Funding for Agri-food Data Canada is provided in part by the Canada First Research Excellence Fund
One goal of Agri-food Data Canada is to increase the value of data and other digital object outputs, by developing sound data management practices. This is accomplished by following the FAIR principles.
The FAIR principles state that digital research outputs, including data sets, should be findable, accessible, interoperable and reusable for both people and machines. Agri-food Data Canada (ADC) will work with researchers to develop tools that enable researchers to apply the FAIR principles to their work and to improve automatic, computer-driven manipulation of data and other digital outputs.
To improve data FAIRness Agri-food Data Canada is:
- Creating a semantic engine that will help researchers create and use better machine-actionable, reusable, and accessible descriptions and governance for their data, projects, algorithms, tools, workflows, and other digital research outputs.

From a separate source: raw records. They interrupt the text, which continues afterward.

Issue #380, opened 2020-12-08
Docking with other player leads to explosions.


jeq1:
Remember to attach the "KSP.log" and the "output_log.txt" whenever is possible!  
You can find the KSP.log in ".\Kerbal Space Program\KSP.log"  
And output_log.txt in "C:\Users\YOURUSERNAME\AppData\LocalLow\Squad\Kerbal Space Program\output_log.txt"
(you probably need to display hidden folders to get into AppData)

In case you are using a nighly build of LMP from appveyor include the build number.
For example: 0.0.9.**384**
Otherwise, specify the version of LMP you are using from the github releases.

**If you have access to the server. Please zip the whole "Universe" and "Config" folder.
Also if you are running mods in the server, attach the "LMPModControl.txt"**

------------------------------------------------------------------------------
------------------------------------------------------------------------------
------------------------------------------------------------------------------

OS: 

------------------------------------------------------------------------------

KSPVersion: 
1.10.1
------------------------------------------------------------------------------

LMP version (include the build number if you are using a nighly build): 
0.26.0
------------------------------------------------------------------------------

MODS. Remember that **mods are not supported**: 

------------------------------------------------------------------------------

Expected behaviour: 
dock while friend controls other vessel and voila you have space station
------------------------------------------------------------------------------

Current behaviour: 
Docking ports explodes and tourists are gone.
------------------------------------------------------------------------------

Steps to reproduce:

lfuelling:
I tried reproducing this with LMP 0.27 and KSP 1.11, docking seems to work without explosions although there is weird wobbling (more than usual) when the docking happens with momentum not aligned with the docking axis.

jeq1:
Now it doesn't explode, but game crashes for one of docking players to desktop.

ShiralynDev:
[KSP.log](https://github.com/user-attachments/files/27590910/KSP.log)

Tested this in latest master, leads to a kick, no explosions tho. I will rename the issue since the explosion seems to be fixed. I think an explosion could happen due to the magnets in the docking ports doing weird stuff when both clients are trying to sync it.

ShiralynDev:
Marked as enhancement since with a kick it works but would be to start spectating when docking with another player.

BraveCaperCat2:
> Marked as enhancement since with a kick it works but would be to start spectating when docking with another player.

How is this an enhancement?
[...]

PR #660, opened 2026-04-24
fix: vessel coupling system for synchronized docking

Fierce-Cat:

- **Fixed `NullReferenceException` crashes during failed docking:** Prevents the game from hard-crashing or breaking the client's camera if a coupling/docking event fails to execute due to glitchy parts or missing vessels.
- **Fixed loss of vessel control after docking:** Ensures that the player who actively initiates a docking maneuver (e.g., docking to a space station) immediately gains all controls of the resulting combined vessel, preventing them from being locked out of their own ship.
- **Fixed visual desyncs and physics bugs for spectators:** Resolves issues where other players observing a docking event would see parts floating in space or ships exploding, by forcing their clients to completely rebuild the newly docked vessel.

- **`VesselCouple.cs`**: Wrapped `AfterCouplingEvent()` in a `if (coupleResult)` check to ensure it only fires on successful docking. Added explicit null cleanup for `_dominantVessel` and `_weakVessel` when docking fails to prevent stale data corruption, and added a null-check safeguard before calling `.MakeActive()`.
- **`VesselCoupleEvents.cs`**: Removed the conditional check for prior lock ownership. The code now forcefully acquires the `ControlLock`, `UpdateLock`, and `UnloadedUpdateLock` on the combined vessel for the player triggering the docking event.
- **`VesselProtoEvents.cs`**: Updated `System.MessageSender.SendVesselMessage(partFrom.vessel)` to include `forceReload: true` inside `PartCoupled()`, explicitly commanding other connected clients to rebuild the vessel model from scratch rather than attempting a standard interpolation update.

### DIFF
--- a/LmpClient/Systems/VesselCoupleSys/VesselCouple.cs
+++ b/LmpClient/Systems/VesselCoupleSys/VesselCouple.cs
@@ -1,4 +1,4 @@
-﻿using HarmonyLib;
+using HarmonyLib;
 using LmpClient.Extensions;
 using LmpClient.Systems.VesselRemoveSys;
 using LmpClient.VesselUtilities;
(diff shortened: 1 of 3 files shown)


ShiralynDev:
Believe this would solve #380.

- Collaborating on projects that will enable the federation of data silos. A federation of these silos will require processes that allow data access, authentication, and data transfer standards. These technologies will ensure that data, metadata, and access rights travel with the data from source to destination within the ADC federation.

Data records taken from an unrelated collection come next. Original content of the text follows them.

PR #661, opened 2026-04-26
Feature: Server Version Filter

BraveCaperCat2:
Add a basic "version filter" to the master server. This will prevent people from registering servers on the server list if they're not using one of the actual LMP versions.
Sending a message back to the server owner to inform them of this is a work in progress.
Additionally, everything in #658 because those commits were included in the branch I've been working on this in

### DIFF
--- a/LmpMasterServer/Lidgren/MasterServer.cs
+++ b/LmpMasterServer/Lidgren/MasterServer.cs
@@ -34,6 +34,12 @@ namespace LmpMasterServer.Lidgren
             new TimeoutConcurrentDictionary<IPAddress, object>(1000);
         private static MasterServerMessageFactory MasterServerMessageFactory { get; } = new MasterServerMessageFactory();
 
+        /// <summary>
+        /// Checks if the server version provided is less than or equal to the version of the master server.
+        /// Later versions will be invalid (false return value) unless specified as compattible in CrossCompatibleVersionLines.
+        /// </summary>
+        public static bool IsValidServerVersion(Version ServerVersion) => (ServerVersion <= LmpVersioning.CurrentVersion) || LmpVersioning.IsCompatible(ServerVersion);
+
         public static async Task StartAsync()
         {
             var config = new NetPeerConfiguration("masterserver")
@@ -254,6 +260,11 @@ namespace LmpMasterServer.Lidgren
         private static void RegisterServer(IMessageBase message, NetIncomingMessage netMsg)
         {
             var msgData = (MsRegisterServerMsgData)message.Data;
+            if (!Version.TryParse(msgData.ServerVersion, out var serverVersion) || !IsValidServerVersion(serverVersion))
+            {
+                LunaLog.Debug($"Server registration rejected for server at {netMsg.SenderEndPoint} with provided version \"{msgData.ServerVersion}\". (not a valid server version)");
+                return;
+            }
 
             if (ServerDictionary.TryGetValue(msgData.Id, out var existing))
             {


LmpMasterServer/Lidgren/MasterServer.cs
```diff
@@ -34,6 +34,57 @@ public class MasterServer
...
+            "0.26.0",
+            "0.27.0",
+            "0.28.0",
+            "0.29.0",
+            // Current version
+            "0.29.1",
+            // Future versions (>0.29.1)
+            "0.29.2",
+            "0.30.0"
+        };
```
DasSkelett: I'm not too fond of having another place we need to change/add the version number on new releases.
Could we instead just to a plain "<= current release" check using a properly parsed version object and `LmpVersioning`?

BraveCaperCat2: @DasSkelett
I guess that'd work

BraveCaperCat2: Resolved in the latest commit

BraveCaperCat2:
@DasSkelett the build succeeded this time
The only issue I can spot is that `msgData.ServerVersion` could (theoretically) error when parsing (see line 264) but it's set server-side by `LmpVersioning.CurrentVersion.ToString(3)` so it should always parse without errors, as long as the data doesn't get corrupted in transit.

DasSkelett:
Sorry for the long wait, busy weeks...
Yeah I think this is a good approach, thanks for doing the change.

> The only issue I can spot is that `msgData.ServerVersion` could (theoretically) error when parsing (see line 264) but it's set server-side by `LmpVersioning.CurrentVersion.ToString(3)` so it should always parse without errors, as long as the data doesn't get corrupted in transit.

We still need to handle this gracefully, as this can be arbitrary data sent by anyone. Otherwise, with `Parse()` throwing an exception, we open up a potential DoS vector for the master servers. (In fact, the reason we are introducing this feature is that we receive messages from servers that we don't want to receive any from. They happen to have a compatible version format currently, but that can change any moment in theory).

With something like this we should be safe, rough sketch:
```csharp
            if (!Version.TryParse(msgData.ServerVersion, out var serverVersion))
            {
                LunaLog.Debug(...);
            }
            if (!IsValidServerVersion(serverVersion))
```

After fixing that, can you do a rebase of the PR, to get rid of the runtime checker commits that are now merged, and also squash the commits while on it? Thanks!

ShiralynDev (commented):
Won't this ruin with the git history like the other pull request? (The merge branch commit)

BraveCaperCat2:
> Won't this ruin with the git history like the other pull request? (The merge branch commit)

No, the other PR ruined the git history only because I tried to squash the commits together

DasSkelett:
it won't ruin it but it's not a clean history either. @BraveCaperCat2 can you try the following?
1. First squash the commits:
  ```bash
  git rebase -i 3d82ece~1 # this opens an interactive rebase on top of one commit before 3d82ece
  ```
2. In the text in the editor that opens:
  2.1. change the action in the first column for the first commit (`3d82ece`) to `reword` or `r`
  2.2. change the action for the two commits `2b7c7747` (third to last) and `558b5bc1` (second to last) that came through the  `Merge branch 'LunaMultiplayer:master' into feat/server-version-filter` commit to `drop` or `d`
  2.3. change all others to `fixup` or `f`
3. Save and close
4. Now the editor should show the commit message of `3d82ece` (the first commit of this series), and you can change it to something like "Add a server version filter to master servers"
5. Save and close
6. Now you should only have one commit, with all changes of this PR combined, you can confirm this with:
  ```bash
  git log --oneline -4
  ```
  It should only show one commit after `765851ec Update the runtime checker...`, with the new message you gave it.
7. Rebase on top of current master:
  ```bash
  git fetch --all
  git rebase upstream/master
  ```
8. Force-push the new clean branch to GitHub:
  ```bash
  git push --force origin
  ```

BraveCaperCat2:
> it won't ruin it but it's not a clean history either. @BraveCaperCat2 can you try the following?
> 
> 1. First squash the commits:
> 
> ```shell
> git rebase -i 3d82ece~1 # this opens an interactive rebase on top of one commit before 3d82ece
> ```
> 
> 2. In the text in the editor that opens:
>    2.1. change the action in the first column for the first commit (`3d82ece`) to `reword` or `r`
>    2.2. change the action for the two commits `2b7c7747` (third to last) and `558b5bc1` (second to last) that came through the  `Merge branch 'LunaMultiplayer:master' into feat/server-version-filter` commit to `drop` or `d`
>    2.3. change all others to `fixup` or `f`
> 3. Save and close
> 4. Now the editor should show the commit message of `3d82ece` (the first commit of this series), and you can change it to something like "Add a server version filter to master servers"
> 5. Save and close
> 6. Now you should only have one commit, with all changes of this PR combined, you can confirm this with:
> 
> ```shell
> git log --oneline -4
> ```
> 
> It should only show one commit after `765851ec Update the runtime checker...`, with the new message you gave it. 7. Rebase on top of current master:
> 
> ```shell
> git fetch --all
> git rebase upstream/master
> ```
> 
> 8. Force-push the new clean branch to GitHub:
> 
> ```shell
> git push --force origin
> ```

Done.

DasSkelett (approved):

- Developing tools to help researchers with data provenance and traceability. Cryptographically verifiable information about data origin and creation processes will allow researchers to transform data, audit and evaluate the quality of and trust in data, model authenticity, and implement access control for derived data.

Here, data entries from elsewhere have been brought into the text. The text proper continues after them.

PR #98, opened 2020-04-01
fix(bench): measure initializing structs

knqyf263:
## Background
Currently, our benchmark measures only `Analyze()` function, but this PR also measures the initialize cost of each struct. We're working on replacing containers/image with google/go-containerregistry now. I found `containers/image` did most of the processes in the constructor, while google/go-containerregistry did them after the constructor. It means containers/image looks faster than google/go-containerregistry in our benchmark.

Also, this PR makes the benchmark look worse because it includes the initial cost now. So, I skip the test once.

## TODO
- [x] remove some cases to reduce the test time
- [x] measure initializing structs
- [x] force benchmark tests to pass

### DIFF
--- a/.github/workflows/bench.yml
+++ b/.github/workflows/bench.yml
@@ -22,4 +22,4 @@ jobs:
       run: curl -sfL https://raw.githubusercontent.com/knqyf263/cob/master/install.sh | sudo sh -s -- -b /usr/local/bin
 
     - name: Run Benchmark
-      run: cob --threshold 0.7 --base origin/master --bench-cmd make --bench-args test-performance
+      run: cob --threshold 0.7 --base origin/master --bench-cmd make --bench-args test-performance || exit 0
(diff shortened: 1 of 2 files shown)


.github/workflows/bench.yml
```diff
@@ -22,4 +22,4 @@ jobs:
       run: curl -sfL https://raw.githubusercontent.com/knqyf263/cob/master/install.sh | sudo sh -s -- -b /usr/local/bin
 
     - name: Run Benchmark
-      run: cob --threshold 0.7 --base origin/master --bench-cmd make --bench-args test-performance
+      run: cob --threshold 0.7 --base origin/master --bench-cmd make --bench-args test-performance || exit 0
```
simar7, line 25: This is temporary right? You will remove before the PR is merged?

knqyf263: Yes, it's temporary, but I will remove it in the next PR because the test in this PR must fail. It is obvious and intended, but it looks red 🔴. So, I suppress the error once.
image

- Creating a culture of FAIR data by developing knowledge-sharing resources such as webinars, training, and teaching materials. ADC works with partners to align our approaches and contribute to the global research community.
Agri-food Data Canada is creating a data ecosystem serving agri-food sustainability, guided by the FAIR principles. We are working with researchers to develop the tools and infrastructure needed to achieve better data management outcomes and ultimately, to maximize the impact and reach of their research.